Activity:
Look through the data below for the line with "have to investigate." and the line with "I got time this", then output those two and all lines in between, exactly as written.
- Opening Delimiter -
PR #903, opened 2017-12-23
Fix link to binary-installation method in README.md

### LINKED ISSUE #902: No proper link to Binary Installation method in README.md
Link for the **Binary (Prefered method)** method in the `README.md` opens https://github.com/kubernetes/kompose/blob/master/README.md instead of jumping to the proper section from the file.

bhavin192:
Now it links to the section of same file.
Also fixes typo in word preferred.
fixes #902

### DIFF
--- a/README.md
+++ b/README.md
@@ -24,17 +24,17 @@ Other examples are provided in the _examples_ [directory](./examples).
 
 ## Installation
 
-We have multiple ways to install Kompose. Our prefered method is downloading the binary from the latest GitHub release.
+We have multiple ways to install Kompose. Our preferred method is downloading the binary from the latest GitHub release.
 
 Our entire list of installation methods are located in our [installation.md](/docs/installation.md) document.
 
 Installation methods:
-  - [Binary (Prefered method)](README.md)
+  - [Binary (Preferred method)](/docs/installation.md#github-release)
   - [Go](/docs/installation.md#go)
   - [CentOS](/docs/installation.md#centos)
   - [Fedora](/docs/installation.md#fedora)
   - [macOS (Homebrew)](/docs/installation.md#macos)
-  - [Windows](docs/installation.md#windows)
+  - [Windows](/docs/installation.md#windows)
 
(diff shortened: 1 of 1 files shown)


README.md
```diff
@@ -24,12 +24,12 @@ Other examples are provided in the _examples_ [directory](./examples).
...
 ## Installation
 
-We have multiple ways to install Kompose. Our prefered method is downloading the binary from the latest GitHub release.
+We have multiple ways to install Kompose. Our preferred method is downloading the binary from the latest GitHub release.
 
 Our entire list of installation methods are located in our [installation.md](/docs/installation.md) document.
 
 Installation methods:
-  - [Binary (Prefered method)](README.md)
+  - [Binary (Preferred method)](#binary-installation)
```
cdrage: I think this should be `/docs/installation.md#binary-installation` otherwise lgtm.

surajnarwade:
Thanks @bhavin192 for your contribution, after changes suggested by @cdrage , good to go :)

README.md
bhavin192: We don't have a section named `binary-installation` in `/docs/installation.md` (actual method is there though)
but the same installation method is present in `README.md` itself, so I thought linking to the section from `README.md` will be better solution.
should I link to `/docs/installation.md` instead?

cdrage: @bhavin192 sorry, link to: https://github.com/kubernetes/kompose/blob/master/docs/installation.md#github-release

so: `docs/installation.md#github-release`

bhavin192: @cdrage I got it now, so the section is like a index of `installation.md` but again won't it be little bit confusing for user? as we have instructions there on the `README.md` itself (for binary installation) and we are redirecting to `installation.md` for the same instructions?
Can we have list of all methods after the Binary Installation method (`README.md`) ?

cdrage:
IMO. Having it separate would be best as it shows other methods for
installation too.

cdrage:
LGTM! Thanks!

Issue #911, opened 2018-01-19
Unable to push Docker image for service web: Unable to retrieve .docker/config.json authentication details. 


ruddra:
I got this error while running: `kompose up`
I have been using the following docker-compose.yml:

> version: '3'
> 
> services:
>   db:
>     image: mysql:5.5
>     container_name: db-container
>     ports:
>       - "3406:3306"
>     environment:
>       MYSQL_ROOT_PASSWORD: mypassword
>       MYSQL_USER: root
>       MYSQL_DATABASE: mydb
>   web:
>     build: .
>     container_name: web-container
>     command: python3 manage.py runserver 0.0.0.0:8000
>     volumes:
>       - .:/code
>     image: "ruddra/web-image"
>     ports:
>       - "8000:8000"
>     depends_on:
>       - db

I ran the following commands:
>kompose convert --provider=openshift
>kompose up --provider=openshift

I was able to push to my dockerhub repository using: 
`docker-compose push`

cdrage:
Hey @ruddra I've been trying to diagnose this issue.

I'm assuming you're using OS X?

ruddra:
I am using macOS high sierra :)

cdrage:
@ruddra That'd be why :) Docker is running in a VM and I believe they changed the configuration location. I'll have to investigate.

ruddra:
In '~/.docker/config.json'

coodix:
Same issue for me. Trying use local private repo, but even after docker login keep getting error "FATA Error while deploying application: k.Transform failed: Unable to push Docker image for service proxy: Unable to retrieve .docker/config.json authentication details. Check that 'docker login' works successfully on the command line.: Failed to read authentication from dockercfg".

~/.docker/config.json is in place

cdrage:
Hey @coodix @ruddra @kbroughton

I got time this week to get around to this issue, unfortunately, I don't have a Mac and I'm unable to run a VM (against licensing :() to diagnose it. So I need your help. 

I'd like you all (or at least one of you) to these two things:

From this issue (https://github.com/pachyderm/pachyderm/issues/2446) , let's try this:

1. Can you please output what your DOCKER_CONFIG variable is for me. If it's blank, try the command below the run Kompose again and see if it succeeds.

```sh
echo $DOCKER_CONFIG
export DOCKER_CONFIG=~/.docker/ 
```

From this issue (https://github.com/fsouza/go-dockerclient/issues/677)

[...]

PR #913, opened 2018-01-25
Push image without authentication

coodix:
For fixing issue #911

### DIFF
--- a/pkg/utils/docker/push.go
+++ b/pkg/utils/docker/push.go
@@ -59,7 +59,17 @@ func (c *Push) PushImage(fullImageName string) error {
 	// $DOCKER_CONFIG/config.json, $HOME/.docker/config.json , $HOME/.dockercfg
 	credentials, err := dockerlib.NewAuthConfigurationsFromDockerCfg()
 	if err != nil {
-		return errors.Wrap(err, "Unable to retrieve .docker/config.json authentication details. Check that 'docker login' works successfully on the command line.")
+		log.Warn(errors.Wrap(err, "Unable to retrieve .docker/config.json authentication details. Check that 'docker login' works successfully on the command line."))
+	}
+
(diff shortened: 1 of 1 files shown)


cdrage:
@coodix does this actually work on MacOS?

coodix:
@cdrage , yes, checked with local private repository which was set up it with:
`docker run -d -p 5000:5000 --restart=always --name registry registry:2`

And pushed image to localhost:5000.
- Closing Delimiter -
- Opening Delimiter -
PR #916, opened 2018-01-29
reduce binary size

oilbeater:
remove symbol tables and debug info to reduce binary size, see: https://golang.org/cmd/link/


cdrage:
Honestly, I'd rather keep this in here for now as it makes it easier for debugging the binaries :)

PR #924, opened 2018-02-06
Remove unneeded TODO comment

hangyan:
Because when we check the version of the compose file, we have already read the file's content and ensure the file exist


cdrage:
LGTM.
- Closing Delimiter -
Answer box:
@ruddra That'd be why :) Docker is running in a VM and I believe they changed the configuration location. I'll have to investigate.

ruddra:
In '~/.docker/config.json'

coodix:
Same issue for me. Trying use local private repo, but even after docker login keep getting error "FATA Error while deploying application: k.Transform failed: Unable to push Docker image for service proxy: Unable to retrieve .docker/config.json authentication details. Check that 'docker login' works successfully on the command line.: Failed to read authentication from dockercfg".

~/.docker/config.json is in place

cdrage:
Hey @coodix @ruddra @kbroughton

I got time this week to get around to this issue, unfortunately, I don't have a Mac and I'm unable to run a VM (against licensing :() to diagnose it. So I need your help. 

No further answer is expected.